Spencer and Bryton Pratt are brothers that were born with a similar birth defect -- one that has a severe detrimental impact on both their health and their quality of living on a daily basis. The truly sad part is that our sons do not have to suffer this way – they just need medical help from a specialist. Help that is currently unavailable in our home state.

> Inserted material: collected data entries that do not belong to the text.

Issue #1456, opened 2026-07-28
refactor(api): remaining complexity outliers after #1439


JFK:
Continues the #1437 → #1439 complexity audit. #1439 addressed its own suggested item 1
(`patch_memory` + `_update_in_place`) and recorded the "confirmed, not refactored" verdict on
`NeuralMemoryConfig.__post_init__`. This issue carries the rest so the measurement is not lost.

Metric unchanged: branch-node count (`If` / `For` / `While` / `Try` / `BoolOp` / `IfExp` /
`ExceptHandler`) per function, AST pass over `backend/src`. Numbers below re-measured on `main`
after #1439.

| Function | Lines | Complexity |
|---|---:|---:|
| `api/routes/memory.py:list_memories` | 354 | 59 |
| `mcp_server/tools/sleep.py:handle_rollback_sleep_run` | 347 | 58 |
| `mcp_server/transport.py:mcp_asgi_app` | 498 | 51 |
| `services/sleep/dedup_merge.py:DedupMergePhase.execute` | 395 | 36 |
| `services/sleep/consolidation.py:ConsolidationPhase.execute` | 230 | 35 |
| `mcp_server/tools/context.py:handle_update_context` | 190 | 32 |
| `mcp_server/tools/resource.py:handle_setup_resource` | 284 | 31 |
| `api/routes/admin.py:list_users` | 271 | 30 |

For scale: `MemoryService.recall` went 828/80 → 271/17 in #1437, `patch_memory` 351/55 → 120/8
and `_update_in_place` 183/38 → 77/9 in #1439.

## Suggested order

1. `list_memories` — the REST sibling of `recall`; check first whether filter construction can
   reuse `recall`'s filter block rather than duplicating it.
2. `handle_rollback_sleep_run` — one long per-action dispatch loop; each action type is a
   natural helper. Note #1450 just added a branch here, so re-read before splitting.
3. `mcp_asgi_app`, then the sleep phases and the MCP tool handlers.

## Settled, do not re-open

- `NeuralMemoryConfig.__post_init__` (49) — a flat sequence of independent `if not X: raise`
  validations, near-zero nesting. The decision is recorded in its docstring as of #1439.
- `mcp_server/tools/_definitions.py:get_tool_definitions` — 2 911 lines, complexity 3. A literal
  schema table; excluded from the audit by construction.

## Also noted, needs its own design discussion first

`services/memory_service.py` is still ~5 500 lines and would benefit from a module split
[...]

Issue #1437, opened 2026-07-25
refactor(api): decompose MemoryService.recall (828 lines / complexity 80)


JFK:
## Problem

`MemoryService.recall()` (`backend/src/services/memory_service.py:2499`) is **828 lines** with a
**cyclomatic complexity of 80** — an extreme outlier in the backend. Repo-wide AST measurement over
`backend/src` (320 files, 123 854 LOC, 2 101 functions):

| Rank | Function | Lines | Complexity |
|---|---|---:|---:|
| 1 | `MemoryService.recall` | **828** | **80** |
| 2 | `api/routes/memory.py:list_memories` | 354 | 59 |
| 3 | `mcp_server/tools/sleep.py:handle_rollback_sleep_run` | 312 | 57 |
| 4 | `MemoryService.patch_memory` | 351 | 55 |
| 5 | `mcp_server/transport.py:mcp_asgi_app` | 498 | 51 |

(`mcp_server/tools/_definitions.py:get_tool_definitions` is longer at 2 911 lines but is a flat
literal schema table — complexity 3 — and is *not* in scope.)

`recall()` is also the single hottest and most security-sensitive read path in the product: it
carries the #1291 agent-binding gate, the #708 shared-context BYOK gate, the #887 trust-tier filter,
the #1299 per-row binding filter, #1208 supersede shadowing and the #1306 selection-evidence seam.
Every one of those gates is inlined into one function body, which makes each subsequent change to
it a whole-function re-read.

## Concrete defects in the current body

1. **Duplicated empty-response construction.** The 18-line `RecallResponse(results=[], …,
   selection_evidence=(await self._build_selection_evidence(...))[1] if … else None)` block is
   written out **twice, character-identical** — at `:2705` (empty analysis cluster) and `:2809`
   (no search hits). Any future field added to the empty-recall contract has to be added in two
   places or the two exits silently diverge.
2. **Inconsistent dict access in the confidence filter** (`:3281`). The guard uses the safe
   `r.get("hybrid_score", r.get("score"))` but the value expression uses
   `r.get("hybrid_score", r["score"])`. It is *currently* safe only because the comprehension's
   `if` short-circuits the `KeyError` case; the two expressions must be kept in lockstep by hand.
3. **Function-body imports.** `import os` at `:2548` plus ~10 further deferred
   `from … import …` statements scattered through the body. Some are deliberate (circular-import
   breaks); several are not, and there is no way to tell them apart at a glance.
[...]

PR #1457, opened 2026-07-28
refactor(api): decompose patch_memory and _update_in_place (#1439)

### LINKED ISSUE #1439: refactor(api): remaining complexity outliers after #1437 (audit record)
Follow-up to #1437, which decomposed `MemoryService.recall` (828 lines / complexity 80).
This issue records the rest of the 2026-07-25 complexity audit so the measurement is not
lost, and tracks the remaining outliers.

## Method

AST pass over `backend/src` (320 files, 123 854 LOC, 2 101 functions). Complexity is a
branch-node count (`If` / `For` / `While` / `Try` / `BoolOp` / `IfExp` / `ExceptHandler`)
per function — same metric used in #1437, so the numbers are comparable.

## Remaining outliers, after #1437

| Function | Lines | Complexity |
|---|---:|---:|
| `api/routes/memory.py:list_memories` | 354 | 59 |
| `mcp_server/tools/sleep.py:handle_rollback_sleep_run` | 312 | 57 |
| `services/memory_service.py:MemoryService.patch_memory` | 351 | 55 |
| `mcp_server/transport.py:mcp_asgi_app` | 498 | 51 |
| `neural/config.py:NeuralMemoryConfig.__post_init__` | 221 | 49 |
| `services/memory_service.py:MemoryService._update_in_place` | 183 | 38 |
| `services/sleep/dedup_merge.py:DedupMergePhase.execute` | 395 | 36 |
| `services/sleep/consolidation.py:ConsolidationPhase.execute` | 230 | 35 |

For scale: `MemoryService.recall` is now **271 lines / complexity 17** and no longer
appears in this list.

Two entries are arguably fine as they are and should be confirmed-then-closed rather than
refactored on principle:

- `NeuralMemoryConfig.__post_init__` (49) is a flat sequence of independent
  `if not X: raise ValueError(...)` validations. High branch count, near-zero nesting —
  splitting it would spread one contract across several methods for no reading benefit.
- `mcp_server/tools/_definitions.py:get_tool_definitions` is 2 911 lines but complexity
  **3** — a literal schema table. Deliberately excluded from the audit.

## Suggested order

1. `patch_memory` + `_update_in_place` — same file and same class as #1437, so the phase-helper
   pattern established there transfers directly, and the two share the update path.
2. `list_memories` — the REST sibling of `recall`; check first whether filter construction
   can reuse the `_recall_hydrate_memories` filter block rather than duplicating it.
3. `handle_rollback_sleep_run`, `mcp_asgi_app` — independent, can be picked up any time.

Also noted but out of scope for a function-level sweep: `services/memory_service.py` is
5 355 lines and would benefit from a module split (`recall` / `write` / `graph-seed` /
`embedding` faces). Larger blast radius — worth its own design discussion before anyone
starts.

## Not a bug list

The static defect hunt run alongside #1437 came up clean: ruff (E/W/F/I/B/C4/UP/DTZ) passes;
no f-string SQL reaching user input; no naive-datetime writes; no unreferenced
`asyncio.create_task`; every division-by-zero candidate guarded. These are maintainability
items, not correctness ones — they should be scheduled as capacity allows, not treated as
a defect backlog.

JFK:
Closes #1439

## What

The #1437 audit's own suggested item 1: the two top outliers, both in
`MemoryService`, both on the update path.

| Function | Before | After |
|---|---|---|
| `patch_memory` | 351 lines / cx 55 | **120 / 8** |
| `_update_in_place` | 183 lines / cx 38 | **77 / 9** |

Extracted per path: `_load_authorized`, `_guard_size`, `_apply_fields`,
`_sync_qdrant_payload`, plus (PATCH only) `_patch_invalidate_edges` and
`_patch_build_response`. Largest helper is cx 14.

## Behaviour-preserving

Blocks moved whole; nothing reordered, no logic edited. Three guards were
rewritten from `if cond: body` to `if not cond: return` + body — those are the
only control-flow edits, and they were the review's first target.

**The ordering that matters** is in `_patch_load_authorized`: permission is
checked *before* the tombstone check, so a non-member cannot tell a soft-deleted
memory (would-be 410) from a UUID that never existed (404) — otherwise anyone
who guesses or harvests a UUID can confirm "this memory was once real". That
reasoning now sits in the helper's own docstring instead of a comment two
hundred lines away from the code it constrains.

## The two paths look alike and are not

Splitting them puts three deliberate differences where a reader will find them,
rather than leaving them to be rediscovered by diffing two long functions:

| | `patch_memory` (REST #439) | `_update_in_place` (MCP) |
|---|---|---|
| soft-deleted target | **410** `MemoryGoneError` | uniform **404** |
| omitted vs explicit null | `model_fields_set` + explicit `is None` | `None` means "leave alone"; truthy `or` is equivalent |
| Qdrant failure | **swallowed** — PG already committed | **raises** — commit comes after |

That last row is why the two `_sync_qdrant_payload` helpers are not merged: they
sit on opposite sides of their commit.

## Also

Records the audit's own "confirmed, not refactored" verdict on
`NeuralMemoryConfig.__post_init__` (cx 49) in its docstring — it is a flat
sequence of independent `if not X: raise` validations, and the metric counts
branches, so a validation table is nothing but branches. Splitting it would
scatter one contract across several methods. Re-measuring will surface it again;
the note is there so the answer does not have to be re-derived.

## Scope

#1439 lists eight outliers and an explicit suggested order. This PR does item 1
and settles the two "confirm-then-close" entries. The remaining six are carried
forward with re-measured numbers in **#1456** (v0.62.0) — including the note that
`memory_service.py` (~5 500 lines) wants a module split, which needs its own
design discussion before anyone starts.

## Verification

- `tests/services/` + `tests/repositories/`: **1831 passed**, 343 skipped
- `tests/neural/` + `tests/services/test_memory_patch.py`: 223 passed
- `ruff check` clean, `ruff format --check` clean, `pyright src/services/memory_service.py` clean

## Reviewed

One adversarial round (codex, read-only) → **green, no findings**, with all seven
attack categories confirmed explicitly: the three guard inversions, the
commit/Qdrant ordering on both paths (including the exception path), the
permission-before-tombstone order and `include_deleted=True` staying only on the
PATCH loader, the `effective_details` return value in every branch, static-method
scope and imports, and the `__post_init__` claim checked against the actual code.

### DIFF
--- a/backend/src/neural/config.py
+++ b/backend/src/neural/config.py
@@ -277,7 +277,18 @@ class NeuralMemoryConfig:
     sleep_importance_reeval_enabled: bool = True  # Phase 3 on/off
 
     def __post_init__(self) -> None:
-        """Validate configuration parameters."""
+        """Validate configuration parameters.
+
+        #1439 audit, confirmed not-a-refactor: this scores 49 on the branch-node
+        complexity metric, high enough to appear alongside functions that were
+        decomposed. It is deliberately left whole. The count comes from a flat
+        sequence of independent ``if not X: raise ValueError(...)`` guards with
+        near-zero nesting — the metric counts branches, and a validation table
+        is nothing but branches. Splitting it would scatter one contract across
+        several methods and make "what does a valid config look like" harder to
+        read, not easier. Re-measuring will surface it again; this note is here
+        so the answer does not have to be re-derived each time.
+        """
         # #1160 back-compat: 'ollama' was renamed to 'self_hosted' in a clean
         # cutover. A stale SLEEP_LLM_PROVIDER=ollama env (documented as valid in
         # v0.41) or an un-migrated neural_config row would otherwise fail EVERY
--- a/backend/src/services/memory_service.py
+++ b/backend/src/services/memory_service.py
@@ -663,36 +663,9 @@ class MemoryService:
         current_workspace_id: UUID | None = None,
     ) -> UpdateMemoryResponse:
         """In-place update by memory_id."""
-        from config.constants import MAX_CONTENT_SIZE
-        from services.permission_service import PermissionService
         from utils.text import normalize_for_search
 
-        # #1316: repo.get() excludes soft-deleted rows by default, so a
-        # tombstoned memory is uniformly "not found" here.
-        memory = await self.memory_repo.get(request.memory_id)
-        if not memory:
-            raise NotFoundException("Memory", str(request.memory_id))
-
-        # Permission check
-        from services.permission_service import CallerId, MemoryAuthorId
-
-        perm_service = PermissionService(self.db)
-        can_access = await perm_service.can_access_memory(
-            user_id=CallerId(user_id),
-            memory_user_id=MemoryAuthorId(memory.user_id),
-            workspace_id=memory.workspace_id,
-            context_id=memory.context_id,
-            access="write",  # #1275: WRITE path — can_read-only binding must not permit mutation
-            operation="update",  # #1286 (P0-5): deny-capture audit identity
-            memory_id=request.memory_id,
-            # #1301: id-addressed update of a read-denied row must be a
-            # uniform 404 (reference/forget doctrine) — REST PATCH and this
-            # MCP-reachable path stay in parity (#1291/#1292).
-            memory_type=memory.type,
-            memory_source_type=memory.source_type,
-        )
-        if not can_access:
-            raise NotFoundException("Memory", str(request.memory_id))
+        memory = await self._update_load_authorized(request.memory_id, user_id)
 
         # Pre-compute normalized values (avoid double normalization)
         normalized_summary = (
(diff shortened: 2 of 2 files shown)


JFK:
Copilot's suppressed low-confidence comment on `_update_guard_size` was correct — thank you for surfacing it anyway.

Verified: `UpdateMemoryRequest.context_summary` has no `min_length` and `details` is a free dict, so `""` and `{}` are valid values that `_update_apply_fields` **does** write to the row. Being falsy, the `or` chain falls back to the stored value and sizes the row as if the field were untouched — so clearing a large `context_summary` can be rejected for being too big while actually shrinking the row. (`summary`/`content` are safe: their schema `min_length` rejects `""`.)

What changed here: **only my docstring**, which claimed the `or` form was equivalent to the PATCH sibling's `is None` checks. It is not, and that claim is now corrected in 8f6cdd21.

What did **not** change: the behaviour. This PR's whole claim is that it is a behaviour-preserving decomposition, and editing the predicate would invalidate that. The quirk is pre-existing, fails in the safe direction (spurious rejection, never an oversized row), and is tracked in #1458 with the clearing-case regression test as an acceptance criterion. The docstring now carries a "do not tidy this into `is None` without that test" note.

Spencer is a 6 year old boy who was born with an H-type tracheoesophageal fistula (TEF). A TEF is essentially, a point of fusion or connection between the trachea (windpipe) and esophagus (the tube that carries food from the mouth to the stomach). TEFs often lead to severe and/or life-threatening pulmonary complications, as food particles can enter the lungs and/or air can enter the stomach and intestines. Either event can be fatal to a child. Three out of the nine surgeries Spencer has had to date have been unsuccessful attempts to fix this misconnection. On March 9 of this year, Spencer was admitted to the hospital after suffering from chronic and severe respiratory infections that caused him to miss almost half of his Kindergarten school year. During the extensive testing that the doctors did to try and determine the cause of Spencer’s repeated infections, we discovered two things that rocked our world. Not only did the last attempted repair of Spencer’s TEF fail (a fact we had been unaware of until this point), the doctors found a second fistula about 10 cm down from the first.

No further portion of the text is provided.